I cannot go into the third act without spoiling anything because the “nothing is as it seems” trope is dialed to 11 into bizarre madness and eventually dips it’s toe into being blatant sacrilege with a truly intense and disturbing climax ending with the screen going black for the credits
The film’s ideas and framework were great, and it captured disturbing imagery and I admire it for being bold enough to push the limits all the way into the taboo.
The problem with this though, is that with an 89 minute runtime and inconsistencies all over the place, it is clear that there was originally an NC-17 product here and the film was edited to death just to get an R rating and show in theatres.

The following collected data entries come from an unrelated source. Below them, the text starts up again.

PR #753, opened 2021-03-06
add docs question to PR template

briandowns:
#### Proposed Changes ####

Adds an HTML comment to the Pull Request template asking if the change submitted requires an update to the documentation.

### DIFF
--- a/.github/PULL_REQUEST_TEMPLATE.md
+++ b/.github/PULL_REQUEST_TEMPLATE.md
@@ -4,6 +4,8 @@
 
 <!-- Describe the big picture of your changes here to communicate to the maintainers why we should accept this pull request. -->
 
+<!-- Does this change require an update to documentation? -->
+
 #### Types of Changes ####
 
 <!-- What types of changes does your code introduce to RKE2? Bugfix, New Feature, Breaking Change, etc -->


.github/PULL_REQUEST_TEMPLATE.md
```diff
@@ -4,6 +4,8 @@
 
 <!-- Describe the big picture of your changes here to communicate to the maintainers why we should accept this pull request. -->
 
+<!-- Does this change require an update to documentation? -->
```
brandond, line 7:
```suggestion
- [ ] This change requires an update to documentation.
```

brandond (approved):
Maybe make it a full-on checkbox rather than just a suggested topic?

.github/PULL_REQUEST_TEMPLATE.md
briandowns: This was agreed to be a comment. I'm happy to change it but can you sign off @davidnuzik

davidnuzik: I vote we just make it a comment. I like the idea of the checkbox -- but to be honest no one seems to use them. I use them in my gh issues for releases and no one checks them off as we go. I say go with the HTML comment for now. If it doesn't seem to be helping we can revisit this and modify as needed later.

davidnuzik (approved):
LGTM

PR #765, opened 2021-03-10
Update ssldirs handling and flexvol plugin path to avoid writing to /usr

brandond:
#### Proposed Changes ####
* Only mount cert dirs that actually exist on the host
    We support a bunch of different distro-specific cert dir paths, but were previously mounting (as DirOrCreate) all of them, even on distros that don't use them. Only mount the directories that actually exist on the node, to avoid creating the ones that don't exist.
* Change the flexvol plugin path from `/usr/libexec/kubernetes/kubelet-plugins/volume/exec` to `/var/lib/kubelet/volumeplugins`.
    This brings us in line with RKE1, and is required for systems where `/usr` is read-only.

This should be mentioned in the release notes, in case anyone was using the old flexvol plugin path.

#### Types of Changes ####

Bugfix

#### Verification ####

* Start RKE2
* Note that no content is created at /usr/libexec/kubernetes

#### Linked Issues ####

Requires rancher/rke2-charts#56
Related to #682

### DIFF
--- a/pkg/podexecutor/staticpod.go
+++ b/pkg/podexecutor/staticpod.go
@@ -29,6 +29,7 @@ import (
 var (
 	ssldirs = []string{
 		"/etc/ssl/certs",
+		"/etc/pki/tls/certs",
 		"/etc/ca-certificates",
 		"/usr/local/share/ca-certificates",
 		"/usr/share/ca-certificates",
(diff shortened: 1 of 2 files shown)


pkg/podexecutor/staticpod.go
```diff
@@ -158,6 +159,17 @@ func (s *StaticPodConfig) Scheduler(apiReady <-chan struct{}, args []string) err
 	})
 }
 
+// onlyExisting filters out paths from the list that cannot be accessed
+func onlyExisting(paths []string) []string {
+	existing := []string{}
```
briandowns, line 164:
```suggestion
	existing := make([]string{}, len(paths))
```

briandowns (approved):

erikwilson (approved):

Giving her credit’s due, Sydney Sweeney does give a good performance in the final act in one of the most shocking final scenes that I have ever seen on film in my entire life, but prior to the final act there is nothing unique to her performance.
I tried to love it and it is a movie that is definitely in my wheelhouse, but it feels like a missed opportunity. Personally, I believe that there is a cut out there that hasn’t been over edited in a poor manner and I would love to see it because in my opinion there is a great movie in there somewhere. Hopefully when it comes to Blu-ray, it will come with one of those “unrated director’s cuts” and we will be able to see what was originally envisioned from the beginning. Until then I don’t believe that we will ever know.
This is a NEON Pictures release with a distribution contract with Hulu so it will be on there eventually. So, I would sit this one out and wait until it is on Blu-ray or streaming on Hulu.
“And that”, in the immortal words of the late, great, Paul Harvey, “is rest of the story.”